Huck, LGCR Resident/Age 16

Progressive Retinal Atrophy (PRA)

Unlike iris atrophy, Progressive Retinal Atrophy (PRA) is inherited and progresses over time to cause either partial or complete blindness. Created by a defective enzyme that "attacks" the retina by killing off healthy cells.


Critical to eyesight, the retina is the part of the eye that creates a visual image that is then sent to the brain through the optic nerve.


In the retina, the ability to have vision comes from photoreceptor cells. There are two types of these cells in dogs: "rods," which are responsible for vision in dim light, and "cones," which are responsible for vision in bright light and for seeing color.


PRA Signs and Symptoms

With PRA, the "rod" cells are the first to be attacked, so often, the first sign of PRA will be your dog having trouble seeing at night or having complete night-blindness. If your dog is bumping into things at night or seems utterly blind at night, get to a veterinary ophthalmologist ASAP.
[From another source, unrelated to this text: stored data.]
Issue #5704, opened 2025-08-29
Support wildcard in `-Version` for `Repair-WinGetPackageManager


Trenly:
### Relevant area(s)

PowerShell Module

### Description of the new feature / enhancement

I'd like to be able to use `Repair-WinGetPackageManager -Version 1.11.*` to get the latest version of WinGet 1.11 that is not a pre-release version.

I'd like to be able to use `Repair-WinGetPackageManager -Version 1.11.* -IncludePrerelease` to get the latest version of WinGet 1.11 that is either a stable release or a pre-release

I'd like to be able to use `Repair-WinGetPackageManager -Version 1.11.3* -IncludePrerelease` to get the latest version of WinGet 1.11 that matches that pattern (`1.11.370-preview`)

Issue #4947, opened 2024-11-06
Improvements to make Repair a more complete bootstrapping solution


JohnMcPMS:
### Description of the new feature / enhancement

Suggestions from one of our very dedicated users:

1. Ensure that Repair also installs the winget-cli source package.
  a. This is actually a workaround for an OS issue that prevents winget.exe from installing it in certain scenarios
  b. An alternative solution would be to move away from installing it at all and have all code paths use the unpackaged path (this does have a performance cost though)
2. Fix `Win32Exception An error occurred trying to start process 'winget.exe'` error the first time Repair -AllUsers is run
  a. Possibly only repros in the headless scenario
3. Repair -Force should bypass checks and attempt to install everything

They also suggest effectively #4390 , but including all PowerShell modules.

florelis:
It should also install the unpackaged vcredist for that weird admin DLL load path bug. We have several issues open for "does not run as system" where the solution is to manually install it (e.g. #4798); might as well automate that.

PR #5711, opened 2025-09-08
PowerShell Repair enhancements

AmelBawa-msft:
- > Register for the user (when appropriate) after Repair -AllUsers

  Register AppInstaller when using `AddProvisionPackageAsync` which was not registering the package prior to this PR change.

- > Ensure that Repair also installs the winget-cli source package

  Added a "best effort" approach to programmatically attempt to downloading the source2.msix and install it.

- > Fix Win32Exception An error occurred trying to start process 'winget.exe' error the first time Repair -AllUsers is run

  Keeping this as-is since the code includes a descriptive message. In my repro, the issue occurred when App Installer was not installed, and the code attempted to invoke winget.exe to check if the application was present.

- > Repair -Force should bypass checks and attempt to install everything

  This is not addressed in this PR. It's unclear which constraints should be relaxed, as the current implementation already attempts to ensure the requested parameters are satisfied. The Force flag is currently used to trigger `ForceTargetApplicationShutdown` during package addition, which appears appropriate. I recommend opening a separate issue to propose and discuss the desired behavior.

- > I'd like to be able to use Repair-WinGetPackageManager -Version 1.11.* to get the latest version of WinGet 1.11 that is not a pre-release version.

  Added support for leading and trailing wildcard: `1.2.*`, `1.2*`, `1.*2.3`

### Related issues:
- #4947
- #5704

 ###### Microsoft Reviewers: [Open in CodeFlow](https://microsoft.github.io/open-pr/?codeflow=https://github.com/microsoft/winget-cli/pull/5711)

### DIFF
--- a/src/PowerShell/Microsoft.WinGet.Client.Engine/Helpers/GitHubClient.cs
+++ b/src/PowerShell/Microsoft.WinGet.Client.Engine/Helpers/GitHubClient.cs
@@ -95,7 +95,7 @@ namespace Microsoft.WinGet.Client.Engine.Helpers
             var allWinGetReleases = allReleases.Select(r => new WinGetVersion(r.TagName));
             if (TryGetLatestMatchingVersion(allWinGetReleases, version, includePrerelease, out var latestVersion))
             {
-                return latestVersion.TagVersion;
+                return latestVersion!.TagVersion;
             }
 
             return null;
--- a/src/PowerShell/Microsoft.WinGet.Client.Engine/Helpers/WinGetVersion.cs
+++ b/src/PowerShell/Microsoft.WinGet.Client.Engine/Helpers/WinGetVersion.cs
@@ -56,16 +56,6 @@ namespace Microsoft.WinGet.Client.Engine.Helpers
         }
 
         /// <summary>
-        /// Checks if the version string has a wildcard.
-        /// </summary>
-        /// <param name="version">The version string.</param>
-        /// <returns>True if it has a wildcard, false otherwise.</returns>
-        public static bool VersionHasWildcard(string version)
-        {
-            return version.Contains("*");
-        }
-
-        /// <summary>
         /// Gets the version as it appears as a tag.
         /// </summary>
         public string TagVersion { get; }
@@ -113,6 +103,16 @@ namespace Microsoft.WinGet.Client.Engine.Helpers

Eventually, PRA attacks the "cones" as well, causing progressive loss of all vision and usually complete blindness. Since PRA is progressive and depends on how quickly it moves, a dog’s ability to adapt can often make it hard for an owner to notice the vision loss.

Typically, it’s not until eighty percent of vision impairment has occurred that parents will begin to see behavioral clues.

Treatment

There is currently no cure for PRA, although some ophthalmologists have begun to utilize antioxidant support and vision supplements to help retinal health and protect some daytime vision. Although this approach is not proven to change the outcome, many success stories of dogs with PRA have retained some daytime vision through the end of their life.


Even though there’s no cure for PRA, it’s still essential to have it adequately diagnosed as it can lead to other eye conditions. PRA is not painful but can lead to advanced cataracts (which can cause inflammation and become painful) and glaucoma (very painful).



Rosie, LGCR Resident/Age 14

Takeaway

#1 Wellness Priority: Annual Eye Exam

Identifies if your companion shows early signs of progressive disease or a condition.


If your companion is diagnosed with PRA or Iris Atrophy, he can live a happy and healthy life. Blindness is not the end of the world. However, know that your companion is at a higher risk for eye injuries. Consider helping him to navigate the world safely:

  • Indoors: Avoid moving furniture, and food/water bowls

  • Outdoors: Purchasing tinted dog goggles is a safety measure to avoid injury when walking on trails or in unfamiliar places.

Canine companionship is about journeying through life together and creating memories. As caregivers, we can help our companions enjoy all that life offers, remembered not by regret but by sunrays of Love.